Critical defects in a multilayer circuit board may arise during lamination of the circuit cores. During lamination, material from the insulating layers flows into and fills the spaces between the conductive elements of the circuit patterns. The problems become particularly acute when the space between the conductive elements approaches or is less than 0.0055 inches. Impurities from the insulating layers and the environment can be trapped into the circuit board. The impurities are either particles or surface contaminants. These impurities are known to later cause failures of the circuit board. The failures may be characterized as either intralevel or interlevel shorts resulting from impurities having insufficient dielectric properties. Intralevel shorts are those between circuit lines of the same circuit plane, or between circuit lines and plated thru holes interconnecting the circuit planes. Interlevel shorts are those between different circuit planes.

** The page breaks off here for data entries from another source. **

PR #651, opened 2024-02-26
PHD: improve Windows reliability

gjcolombo:
Tweak a handful of things to make Windows tests more (though not perfectly) reliable:

- Explicitly sleep between the time the first `C:\Windows\System32>` prompt is displayed and the time the next command is issued. This appears to reduce the chance that the first command's keystrokes will be eaten.
- On Windows Server 2022, use the `mode` command to set the console session's row/column count explicitly before launching Cygwin. This avoids a problem where Cygwin thought it was on a 30-column terminal and was wrapping lines unexpectedly.
- Shorten the Cygwin prompt from `Administrator@PHD-WINDOWS:$ ` to just `$ `. The test doesn't need the user/host name cue and this reduces the likelihood of a line wrapping unexpectedly on WS2016/2019.
- Handle the "cursor right" control code in the raw serial console buffer, since WS2022 uses it sometimes.
- Add a tracing affordance to the Vt80x24 buffer that prints the current screen contents line-by-line, ignoring blank lines at the end of the output. This makes the terminal contents much easier to read during debugging.
- Bump the repeated character debounce up *again* to try to cut down on 2016/2019 flakiness. In the long run I think it'll make sense to experiment with totally different approaches to this problem. For example, I wonder if things would work better if the serial task waited for individual typed characters to be echoed before sending a subsequent character, but I think doing that will require the serial task and the buffer trait to be restructured somewhat.

Tested with WS2022, WS2019, and Debian 11 guests.

### DIFF
--- a/phd-tests/framework/src/guest_os/mod.rs
+++ b/phd-tests/framework/src/guest_os/mod.rs
@@ -30,6 +30,10 @@ pub(super) enum CommandSequenceEntry<'a> {
     /// Tell the serial console task to clear its buffer.
     ClearBuffer,
 
+    /// The command executor (not the serial console task!) should sleep for
+    /// this duration.
+    Sleep(std::time::Duration),
+
     /// Change the serial console buffering discipline to the supplied
     /// discipline.
     ChangeSerialConsoleBuffer(crate::serial::BufferKind),
--- a/phd-tests/framework/src/guest_os/mod.rs
+++ b/phd-tests/framework/src/guest_os/mod.rs
@@ -27,12 +27,17 @@ pub(super) enum CommandSequenceEntry<'a> {
     /// Write the specified string as a command to the guest serial console.
     WriteStr(Cow<'a, str>),
 
+    /// Attempt to establish consistent echoing of characters to the guest
+    /// serial console by typing `send` and then waiting for `expect` to appear
+    /// within the supplied `timeout`.
+    EstablishConsistentEcho {
+        send: Cow<'a, str>,
+        expect: Cow<'a, str>,
+        timeout: std::time::Duration,
+    },
+
     /// Tell the serial console task to clear its buffer.
     ClearBuffer,
-
-    /// The command executor (not the serial console task!) should sleep for
-    /// this duration.
-    Sleep(std::time::Duration),
 
     /// Change the serial console buffering discipline to the supplied
     /// discipline.
--- a/phd-tests/framework/src/guest_os/windows.rs
+++ b/phd-tests/framework/src/guest_os/windows.rs
@@ -6,6 +6,18 @@
 
 use super::{CommandSequence, CommandSequenceEntry, GuestOsKind};
 
+const CYGWIN_CMD: &str = "C:\\cygwin\\cygwin.bat\r";
+
+/// Prepends a `reset` command to the shell command supplied in `cmd`. Windows
+/// versions that drive a VT100 terminal can use this to try to force Windows to
+/// clear and redraw the entire screen before displaying the command's output.
+/// Without this, Windows may not render the post-output command prompt if the
+/// post-command terminal state happens to place a prompt at a location that
+/// already had onen pre-command.
+pub(super) fn prepend_reset_to_shell_command(cmd: &str) -> String {
+    format!("reset && {cmd}")
+}
+
 /// Emits the login seqeunce for the given `guest`, which must be one of the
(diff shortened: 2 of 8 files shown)


phd-tests/framework/src/serial/vt80x24.rs
```diff
@@ -148,3 +152,23 @@ fn make_absolute_cursor_position(col: usize, row: usize) -> Change {
...
     }
 }
+
+fn trace_buffer_contents(contents: &str) {
+    let mut last_non_empty = None;
+    for (idx, line) in contents.lines().enumerate() {
+        if line.chars().any(|c| c != ' ') {
+            last_non_empty = Some(idx);
+        }
+    }
```
hawkw, line 162: style nit, take it or leave it: this looks like [`Iterator::position`](https://doc.rust-lang.org/stable/std/iter/trait.Iterator.html#method.position):
```suggestion
    let last_non_empty =  contents.lines().position(|line| line.chars().any(|c| c != ' '));
```

hawkw (approved):

gjcolombo (commented):
Thanks for the review, @hawkw!

phd-tests/framework/src/guest_os/windows_server_2016.rs
```diff
@@ -24,7 +24,7 @@ impl GuestOs for WindowsServer2016 {
     }
 
     fn get_shell_prompt(&self) -> &'static str {
-        "Administrator@PHD-WINDOWS:$ "
+        "$ "
```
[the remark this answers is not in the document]
hawkw: Yeah, I definitely wasn't expecting a change in this PR --- just a thought for the Eventual Future. :)

phd-tests/framework/src/guest_os/windows.rs
```diff
@@ -67,25 +69,43 @@ pub(super) fn get_login_sequence_for<'a>(
...
-        // prefer carriage returns to linefeeds. Accommodate this behavior
-        // until Cygwin is launched.
+        // There appears (from observing Windows test reliability) to be some
+        // kind of race at command prompt startup that can cause characters to
+        // be eaten if they're typed too quickly after the command prompt
+        // session launches. Sleep for a bit after the initial prompt is
+        // displayed to work around this.
         CommandSequenceEntry::wait_for("C:\\Windows\\system32>"),
-        CommandSequenceEntry::write_str("cls\r"),
+        CommandSequenceEntry::Sleep(Duration::from_secs(5)),
```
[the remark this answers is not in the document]
hawkw: Interesting, I'll take a look!

phd-tests/framework/src/guest_os/mod.rs
```diff
@@ -27,6 +27,15 @@ pub(super) enum CommandSequenceEntry<'a> {
     /// Write the specified string as a command to the guest serial console.
     WriteStr(Cow<'a, str>),
 
+    /// Attempt to establish consistent echoing of characters to the guest
+    /// serial console by typing `send` and then waiting for `expect` to appear
+    /// within the supplied `timeout`.
+    EstablishConsistentEcho {
```
hawkw, line 33: neat!

is there any particular reason we allow using arbitrary strings for this operation? could we just always use a single character, or is there a reason we might want to do this with multiple strings?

As the demand for improved circuit performance increases, the density of circuit lines in the conductive circuit pattern also increases. As the density of circuit lines increases, the average spacing between the circuit lines decreases, thereby increasing the risk of failures caused by shorting. Thus, modern demand for improved circuit performance has resulted in the recognition of a need to reduce the risk of failures caused by impurities trapped during lamination.
One technique which reduces the risk of failures caused by impurities trapped during lamination involves the use of permanent photoresists. The layers of photoresist are not removed following the formation of the conductive circuit patterns of the circuit planes. Instead, the photoresist remains permanently on the substrates and in the final laminated structure. The presence of the permanent photoresist during lamination reduces the likelihood of impurities being trapped in the spaces between the circuit lines during lamination and thereby bridging adjacent circuit pattern elements. However, while permanent photoresists fill in the spaces between the circuit lines, the top or bottom surfaces of the circuit lines remain exposed and impurities trapped during lamination may still cause short circuits. In addition, multilayer circuit boards manufactured with permanent photoresists suffer from unique defects not related to the trapping of impurities during lamination. More particularly, the necessity of providing photosensitivity in a layer allowed to remain in the final structure of the circuit board increases material and processing costs, and may also degrade the mechanical and electrical properties of the material.
Another technique which reduces the risk of failures caused by impurities trapped during lamination involves fabricating the individual circuit cores by laminating together sheets of dielectric material and sheets of pre-punched conductive material. The sheets of dielectric material are sandwiched between separate sheets of the pre-punched conductive material. The conductive material is pre-punched according to the desired conductive circuit patterns. During lamination, the dielectric material flows into the holes punched in the conductive sheets to form a flush surface laminate circuit core. Several circuit cores are then finally laminated together with insulating layers therebetween, as in the usual manner. The absence of spaces between the circuit lines during lamination reduces the likelihood of impurities being trapped and thereby bridging adjacent circuit pattern elements. Again, however, the top or bottom surfaces of the circuit lines are exposed during final lamination. Thus, impurities trapped during final lamination may still cause short circuits.